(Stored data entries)
PR #85, opened 2021-12-02
Use LAMMPS 29 Sep 2021 stable version

adisr04:
- Make all features compatible with LAMMPS 29 Sep 2021 stable version


relentless/simulate/lammps.py
```diff
@@ -820,8 +820,8 @@ def to_commands(self, sim):
                  ' v_ensemble_Lx v_ensemble_Ly v_ensemble_Lz'
                  ' v_ensemble_xy v_ensemble_xz v_ensemble_yz'
                  ' mode scalar ave running'
-                 ' file {filename} overwrite format "%.16e"').format(every=self.check_thermo_every,
-                                                                     filename=sim[self].thermo_file)
+                 ' file {filename} overwrite format "% .16e "').format(every=self.check_thermo_every,
```
mphoward, line 823: This looks funny, I think it should be like this? (To prepend the white space)
```suggestion
                 ' file {filename} overwrite format " %.16e"').format(every=self.check_thermo_every,
```

relentless/simulate/lammps.py
```diff
@@ -840,9 +840,9 @@ def to_commands(self, sim):
         cmds += ['compute ensemble_rdf all rdf {bins} {pairs}'.format(bins=sim[self].num_bins,pairs=' '.join(_pairs)),
                  ('fix ensemble_rdf_avg all ave/time {every} 1 {every}'
                   ' {computes} mode vector ave running off 1'
-                  ' file {filename} overwrite format "%.16e"').format(every=self.check_rdf_every,
-                                                                      computes=' '.join(_computes),
-                                                                      filename=sim[self].rdf_file)
+                  ' file {filename} overwrite format " % .16e "').format(every=self.check_rdf_every,
```
mphoward, line 843: Same here:
```suggestion
                  ' file {filename} overwrite format " %.16e"').format(every=self.check_rdf_every,
```

tests/simulate/test_generic.py
```diff
@@ -52,8 +53,9 @@ def test_invalid(self):
             sim = relentless.simulate.Simulation(self.ops)
             sim.run(self.ensemble, self.potentials, self.directory)
 
-    @unittest.skipIf(not relentless.simulate.lammps._lammps_found,
-                     "LAMMPS not installed")
+    @unittest.skipIf(not relentless.simulate.lammps._lammps_found or
```
mphoward, line 56: Which part of this test fails under python 3.8?

I am not sure that we should keep this test around anyway. LAMMPS has a Brownian integrator in more recent versions, so we might need to drop this.

tests/simulate/test_lammps.py
```diff
@@ -72,15 +71,13 @@ def test_initialize(self):
         op = relentless.simulate.lammps.InitializeFromFile(filename=file_)
         l = relentless.simulate.lammps.LAMMPS(operations=op, quiet=False)
         sim = l.run(ensemble=ens, potentials=pot, directory=self.directory)
-        pl = lammps.PyLammps(ptr=sim.lammps)
-        self.assertIsNotNone(pl.system)
```
mphoward, line 76: I'm not sure how this test is equivalent to what was here before. It might be good to do some assertion on `sim.lammps` first, before you then check if the number of atoms is nonzero.

tests/simulate/test_lammps.py
```diff
@@ -112,11 +107,11 @@ def test_integrators(self):
         lgv_r = relentless.simulate.lammps.RemoveLangevinIntegrator(add_op=lgv)
         l.operations = [init, lgv]
         sim = l.run(ensemble=ens, potentials=pot, directory=self.directory)
-        pl = lammps.PyLammps(ptr=sim.lammps)
-        self.assertEqual(pl.fixes[1]['style'], 'nve')
-        self.assertEqual(pl.fixes[2]['style'], 'langevin')
+        self.assertTrue(sim.lammps.has_id('fix',str(lgv._fix_nve)))
```
mphoward, line 110: Nice, this is much cleaner

.github/workflows/test.yml
```diff
@@ -23,7 +23,7 @@ jobs:
     strategy:
       fail-fast: false
       matrix:
-        python-version: [3.6, 3.7, 3.8, 3.9]
+        python-version: ['3.7', '3.8', '3.9', '3.10']
```
mphoward, line 26: Just to check: do these need to be strings because the yml template lops the trailing zero off 3.10 (treats as float)? That is good to know.

mphoward (changes requested):
Great work, just a few small things.

.github/workflows/test.yml
adisr04: Yes! See commit `f95bbd6`, it attempted to test in Python 3.1

tests/simulate/test_generic.py
adisr04: Ok, I have removed this test.

mphoward (approved):
Awesome, thanks for the fixes!

PR #86, opened 2021-12-02
Refactor stub modules

### LINKED ISSUE #72: Refactor stub modules
Right now `_math` and `data` are stubs. We might consider combining these back into some sort of `core` module or something like that rather than needing to remember so many different ones. It could be OK to leave it alone, though.

adisr04:
- Rename `_collections` and `_math` modules to `collections` and `math`
- Move `KeyedArray` class to `math` module
- Update all unit tests and documentation
- Combine documentation pages of `data`, `math`, and `collections` to "Developer tools"

Fixes #72


relentless/collections.py
```diff
@@ -0,0 +1,339 @@
+"""
+Collections
+===========
+
+This module contains some data structures used in :mod:`relentless` as an
+alternative to Python's general purpose containers, for ease of use in constructing
+potentials and performing computations during the optimization workflow.
```
mphoward, line 7: In the docs, this `:mod:` link is coming back to the developer page, not sure why. Suggesting this reword to avoid it:
```suggestion
This module contains some customized data structures used for constructing
potentials and performing computations during the optimization workflow.
```

(Edit: the link issue might get fixed once you fix the docstring per my comment above. In that case, you might not need to do anything here.)

doc/source/api/index.rst
```diff
@@ -1,5 +1 @@
-Overview
```
mphoward, line 1: Please revert this, we eventually do want to give some type of overview description of the documentation.

relentless/__init__.py
```diff
@@ -1,7 +1,20 @@
...
+Developer tools
+===============
+
+.. automodule:: relentless.collections
+
+.. automodule:: relentless.data
+
+.. automodule:: relentless.math
+
+"""
```
mphoward, line 11: This docstring is not correct, as it is supposed to document the whole `relentless` package but instead is documenting a subpart of it. Instead, can you create a page in the docs like `doc/source/api/devtools.rst` and put this content there? Then, you can link that page into the index, at the end of the list ideally.

mphoward (changes requested):
Thank you Adithya! Just a few small things to address with how the documentation is being rendered.

mphoward (approved):
Looks good, thanks!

◆ Task item:
Each line above that holds the string "assertEqual" should be copied and shown.

◆ Output of the exercise:
-        self.assertEqual(pl.fixes[1]['style'], 'nve')
-        self.assertEqual(pl.fixes[2]['style'], 'langevin')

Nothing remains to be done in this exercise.